What to do: Repeat all the data that appears below, keeping it exact.

Records excerpted from a collection:

PR #1589, opened 2023-08-17
Safety: unify `controls_allowed` with boolean

sunnyhaibin:
Unified the assignment of `controls_allowed` with boolean values. This change improves consistency by using boolean values throughout.

### DIFF
--- a/board/main.c
+++ b/board/main.c
@@ -237,7 +237,7 @@ void tick_handler(void) {
       if (controls_allowed && !heartbeat_engaged) {
         heartbeat_engaged_mismatches += 1U;
         if (heartbeat_engaged_mismatches >= 3U) {
-          controls_allowed = 0U;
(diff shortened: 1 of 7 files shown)


adeebshihadeh:
can you do a quick check to see if there's a cppcheck flag we can set to catch this?

sunnyhaibin:
> can you do a quick check to see if there's a cppcheck flag we can set to catch this?

@adeebshihadeh It does not seem to be something that is available with cppcheck, unfortunately.

sshane:
I only see this: `- Assigning bool value to pointer or float`. This alludes to cppcheck allowing implicit 0 or 1 for bool: `- Returning an integer other than 0 or 1 from a function with boolean return value`

https://sourceforge.net/p/cppcheck/wiki/ListOfChecks/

Solution for this exercise:
PR #1589, opened 2023-08-17
Safety: unify `controls_allowed` with boolean

sunnyhaibin:
Unified the assignment of `controls_allowed` with boolean values. This change improves consistency by using boolean values throughout.

### DIFF
--- a/board/main.c
+++ b/board/main.c
@@ -237,7 +237,7 @@ void tick_handler(void) {
       if (controls_allowed && !heartbeat_engaged) {
         heartbeat_engaged_mismatches += 1U;
         if (heartbeat_engaged_mismatches >= 3U) {
-          controls_allowed = 0U;
(diff shortened: 1 of 7 files shown)


adeebshihadeh:
can you do a quick check to see if there's a cppcheck flag we can set to catch this?

sunnyhaibin:
> can you do a quick check to see if there's a cppcheck flag we can set to catch this?

@adeebshihadeh It does not seem to be something that is available with cppcheck, unfortunately.

sshane:
I only see this: `- Assigning bool value to pointer or float`. This alludes to cppcheck allowing implicit 0 or 1 for bool: `- Returning an integer other than 0 or 1 from a function with boolean return value`

https://sourceforge.net/p/cppcheck/wiki/ListOfChecks/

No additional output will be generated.